05 EBV-Positive cHL: A Different Biological Path
Approximately 30% of cHL cases are Epstein-Barr Virus (EBV) positive. Professor Ansell pointed out that EBV plays a “biological surrogate” role in the pathogenesis of cHL. The LMP1 and LMP2A proteins expressed by EBV can mimic CD40 and B-cell receptor (BCR) signals, thereby activating similar survival pathways without the need for genetic mutations. In terms of immunophenotype, EBV-positive cases tend to retain MHC Class I molecules but significantly downregulate MHC Class II molecules, suggesting subtle differences in the mechanisms of response to immunotherapy between EBV-positive and negative cases.
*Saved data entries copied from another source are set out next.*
Issue #7105, opened 2023-10-24
Ability to provide custom error message from private gem server


adrianthedev:
### Describe the problem as clearly as you can

I run a private rubygems server (https://packager.dev) to serve private gems of [my product](https://avohq.io).

For my product, I have two license keys. One for the rubygems server and one for a runtime check.
Users often get those mixed and try to use the runtime key instead of the gems key. 
They get the standard 403 message which most of the time doesn't help them very much.
Can I add a custom message to that response? 
If that's not possible, would you be open to a PR with this addition?

duckinator:
I went ahead and added a title to this issue. Can you provide some example output of what the current error looks like? I'm mainly hoping it mentions a class name (e.g. `Bundler::HTTPError`), because that'll narrow down the relevant part of the codebase quite a bit.

adrianthedev:
The response looks like this.
We'd love to be able to respond with a URL to an article or something that will help the user understand what's happening and how they can get self-help.

![CleanShot 2023-10-30 at 21 22 33@2x](https://github.com/rubygems/rubygems/assets/1334409/b78e9e4a-6a7c-44f4-9537-a94e26223b62)

duckinator:
Looks like this is from `‎Bundler::RubygemsIntegration#download_gem‎`.

https://github.com/rubygems/rubygems/blob/b6fe6dd386dbfc3b0b009b10987e74650ff15232/bundler/lib/bundler/rubygems_integration.rb#L491-L520

duckinator:
Closed by #7148.

PR #7148, opened 2023-11-09
improvement: include response body on fetch_http error

Paul-Bob:

We would like to show custom error messages on our private rubygems server (https://packager.dev) that serves private [Avo](https://avohq.io) gems. 

Right now the error message looks like (using local-host for testing purposes):

`Bundler::HTTPError: Could not download gem from http://localhost:4567/avo-hq/ due to underlying error <bad response Forbidden 403 (http://localhost:4567/avo-hq/gems/avo-menu-0.1.18.gem)>`

It would be helpful to us to make this message more customized so we can inform our users about the reason that download failed.

@adrianthedev opened [this issue](https://github.com/rubygems/rubygems/issues/7105) and @duckinator pointed us in the right direction in [this comment](https://github.com/rubygems/rubygems/issues/7105#issuecomment-1785971507).

Here is where we can fully customize the message [lib/bundler/rubygems_integration.rb L519](https://github.com/rubygems/rubygems/blob/b6fe6dd386dbfc3b0b009b10987e74650ff15232/bundler/lib/bundler/rubygems_integration.rb#L519C7-L519C7) but I noticed that the error that is rescued on that line it's already pre-processed [here (remote_fetcher.rb L237)](https://github.com/rubygems/rubygems/blob/4aa1dd06544aaa32a157dddda2fc8637c7b0976f/lib/rubygems/remote_fetcher.rb#L237) and it passes only the `response.message` and the `response.code`.

With this PR the error message also includes the response's body and looks like:

`Bundler::HTTPError: Could not download gem from http://localhost:4567/avo-hq/ due to underlying error <bad response Forbidden 403 Invalid License tier for 'avo-menu'. (http://localhost:4567/avo-hq/gems/avo-menu-0.1.18.gem)>`

Notice that the error now includes the response's body `Invalid License tier for 'avo-menu'.`.

Not sure if is the best approach, open for any kind of improvement.

# PS:

## Alternative approach

What if we add an attribute on `FetchError` that will store the original `response` and we would be able to manipulate it on  [lib/bundler/rubygems_integration.rb L519](https://github.com/rubygems/rubygems/blob/b6fe6dd386dbfc3b0b009b10987e74650ff15232/bundler/lib/bundler/rubygems_integration.rb#L519C7-L519C7) ?

This way the error message can be fully customizable.


adrianthedev:
@duckinator does this look good?

duckinator:
At a glance, this looks good. I'll test it locally when I'm at my computer later today (mainly to see what errors from rubygems.org look like with it), but don't expect any problems. 👍

adrianthedev:
Thank you! We appreciate it!
Let us know if we need to update anything else.

duckinator:
The test failures don't _seem_ to be related to this PR; I asked the other maintainers if they know what's up. I'll get back to you when I have more info. 🙂

duckinator:
Looks like that issue is resolved by #7156.

duckinator:
Thanks for the PR, @Paul-Bob!

lib/rubygems/remote_fetcher.rb
```diff
@@ -234,7 +234,7 @@ def fetch_http(uri, last_modified = nil, head = false, depth = 0)
 
       fetch_http(location, last_modified, head, depth + 1)
     else
-      raise FetchError.new("bad response #{response.message} #{response.code}", uri)
+      raise FetchError.new("bad response #{response.message} #{response.code} #{response.body.strip}", uri)
```
simi, line 237: This can be suuuuuuuuuuuuper messy IMHO when remote provides like 404 HTML page. Would it make sense to limit this to first X characters at least or scan for friendly response and report back only when recognized format is returned? What's returned by RubyGems.org in here?

adrianthedev:
Thanks for the help!
This be available in newer versions of bundler, right?

lib/rubygems/remote_fetcher.rb
duckinator: Referencing a gem that doesn't exist doesn't result in this message being displayed.

I'm not opposed to adding a character limit, though.

```
puppy@orthrus:~/test$ ls -a
./       ../      Gemfile
puppy@orthrus:~/test$ cat Gemfile
source 'https://rubygems.org'

gem 'asdfasdfsadfihgjklsadkjfhakljfhsaf-this-gem-does-not-exist'
puppy@orthrus:~/test$ bundle install
Could not find gem 'asdfasdfsadfihgjklsadkjfhakljfhsaf-this-gem-does-not-exist' in rubygems repository
https://rubygems.org/ or installed locally.
puppy@orthrus:~/test$ 
```

simi: There are other gem servers which can return super long 500 HTML page for example. I would suggest to revert this and instead build some kind of "protocol" to let the error message propagate to client. IMHO it is not good idea to propagate licensing error back to clients using HTTP message on gem install. There is no guarantee how RubyGems handles HTTP errors and IMHO it should not be mis-used to handing over messages to client.

simi: I would be happy to keep this output, but only in kind of "verbose" mode and that is most likely against the original need of @adrianthedev.

indirect: We have also sometimes needed this in Bundler, for example when rate-limiting certain requests. I like the idea of this being officially supported, but I agree that an unlimited message size is messy and unhelpful.

simi: I was thinking how to get this done with raw HTTP without inventing custom thingies like special payload or headers. What about to check for custom content-type (per https://en.wikipedia.org/wiki/Media_type#Vendor_tree like `application/vnd.rubygems.text`) and print the content on non 4xx and 5xx responses?

indirect: That sounds good for "success", but I would also like a way to print errors for rate limiting (429) and server errors (5xx), so we can provide additional information or explanations if desired.

simi: > That sounds good for "success", but I would also like a way to print errors for rate limiting (429) and server errors (5xx), so we can provide additional information or explanations if desired.

I'm not sure I do follow. That is the idea, if response has special recognized content-type, print out the response content, but only for 4xx and 5xx responses.

indirect: Oh, sorry, I misunderstood! I thought you were saying only responses _not_ 4xx or 5xx. 🙃 Sounds good to me.

simi: @adrianthedev would that work for you? ^ Are you in control of returned HTTP headers for 403 on your gemserver?

adrianthedev: Yes @simi, we are in control of the returned HTTP headers. Our gem server is operated by a sinatra app.

Not completely sure how to send the message. 
Is it something like this?

```ruby
halt 403, {'Content-Type' => 'application/vnd.rubygems.text'}, { message: 'some text' }.to_json
```

Our message is something like this. That's 164 characters. We might play around with it so the number of chars might increase.

```
It seems that you don't have a valid GEM_SERVER_TOKEN for Avo (https://bundler.dev/). Please read this for more information
https://docs.avohq.io/3.0/some-path-here
```

deivid-rodriguez: Did I understand correctly that we'd rather revert this PR and go with the cleaner solution that @simi proposed?

simi: Yes, if possible, don't release this. 🙏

06 Therapeutic Implications: Precision Intervention Guided by Biological Mechanisms
Professor Ansell illustrated how biological characteristics translate into therapeutic advantages through various clinical data, while also pointing out current limitations: • Brentuximab Vedotin (BV) Targeting CD30: The professor emphasized that pure CD30 antibodies (as seen in early studies) had a response rate of only 6%, whereas BV (an antibody-drug conjugate) achieved a 75% response rate by delivering a cytotoxic payload via a “Trojan Horse” approach. The success in cHL lies not in blocking CD30 signals but in utilizing CD30 as a precise delivery target. • “Reverse Signaling” of PD-1 Inhibitors: Nivolumab has shown remarkable efficacy in cHL. Professor Ansell proposed a cutting-edge view: PD-1 blockade not only releases T cells but may also block the “reverse growth-promoting signal” generated within RS cells after the binding of PD-1 to PD-L1 on RS cells, essentially “turning off the growth lights” of RS cells. • Challenges in Cell Therapy: Although CD30 CAR-T and bispecific antibodies (such as AFM13 combined with NK cells) show extremely high response rates in relapsed/refractory patients, due to the powerful inhibitory effect of the TME, the median PFS is currently usually less than 12 months (1 year), and durability remains the greatest pain point.
Conclusion and Outlook Professor Stephen Ansell concluded that cHL is a typical “microenvironment-dependent” tumor. Future research should focus on patients who fail to achieve durable remission after immunotherapy. We need a deeper understanding of why the tumor can still achieve escape through microenvironment remodeling when RS cells are being attacked. Combination therapies, such as JAK inhibitors (e.g., Ruxolitinib) combined with immunotherapy, are expected to further break the deadlock of drug resistance in cHL.